Okay, fine, no worries.  I'll just go to San-A down the way, pick up some sake and maybe have a look for a kimono.  So off I trot, walking.

I get there, I buy a can of coffee, I drink it slow and wander.  I go to the top floor to look for a kimono, but there's none so I decide to head on down to the food court.  And at the point I see two Americans looking lost with a map out trying to get directions from the Japanese shop assistants who speak no English.  The man (they're a middle aged couple) asks me if I speak English and I end up finding out that they want to go to a pottery museum off Kokusai Dori.

Now, Kokusai Dori is a fair way from the San-A and a bitch for directions though Tomishiro's winding streets.  They'd been staying up in the middle of Okinawa visiting their son on base and had come down for a day trip, taking the motor way down, getting lost and pulling off and asking for directions in a place that looked like people maybe spoke English.

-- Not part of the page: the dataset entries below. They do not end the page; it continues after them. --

PR #204, opened 2020-01-28
Changes related to the use of /wwwapi

gustavo-salazar:


src/store/utils/get-initial-state/index.js
```diff
@@ -42,6 +42,10 @@ export default history => {
       };
     }
   }
+  // TODO: remove this line when the logs show that users are now using /wwwapi/
+  if (settings?.api?.hostname === 'www.ebi.ac.uk') {
```
CodeGit: When is this code executed? The very first time a browser visits the site, or everytime there's a new session? some users may leave months or years between visists to interpro.

It might be worth adding api.root="/api/" to the condition to trigger the code below so that we only change the settings when the setting is wrong.

gustavo-salazar: the code gets executed when the page is refreshed or loaded for the first time.
I have put a reminder in slack so we can remove this line in a few months.

At this moment the settings is only an object and hasn't been loaded so I dont think it is too expensive to execute it everytime.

So, randomly, through a series of coincidences and chance occurrences, there I was in the right place at the right time.  The map they had was useless so I said that I'd ride with them and off we went.

I ended up hanging with them for an hour and a half after I'd gotten them to Kokusai Dori, they bought me lunch as a thank you and I showed them some of the sights.  They were impressed that I knew my way round and could get by in Japanese.  I guess I have picked up some of the damn stuff.

It was...

It was a good experience.  It felt like closing the circle, if you know what I mean?  I showed them stuff that I'd been shown when I first got here.  I helped them like I'd been helped.  It felt good and, I dunno, has made me feel better about going.

S' funny how things work out?  You'd almost think there was a plan to it all or something.

Anyway, I spent the next 5 hours wandering up and down Kokusai Dori and the streets around it, exploring and getting into things.  I found a sort of funky mall for hip young things (Hisano later told me that she hung out there all the time when she was younger); I had a massage (super cheap and good); I played in arcades; I checked out pachinko (still no idea what to do); I bought things for people in the UK and I generally trundled along looking at stuff and taking pictures, being touristy and thinking about my time here.

I then walked home.  So all in all I had about 6 and a 1/2 hours walking, save a massage and a sit down to play Street Fighter 4.  My legs were stiff by the time I got back home and ate curry.  Mmm, curry.

Went to Karate tonight and did kata practice.  My Nihanshi Shodan is getting fairly okay and I'm finding it easier to generate power in the karate way.  Sensei also showed us two more informal bunkai, which looked short, brutal and effective, as opposed to the formal bunkai that we do for gradings.  It's an interesting thing, the formal bunkai, they are just a watered down dance, clearly created when the Japanese took Karate, took out all the nasty bits and put it into their school system as a callisthenics exercise programme.  The informal bunkai is clearly all the nasty secret stuff the Okinawans held close to their hearts.

Anyway, bed is calling so night night.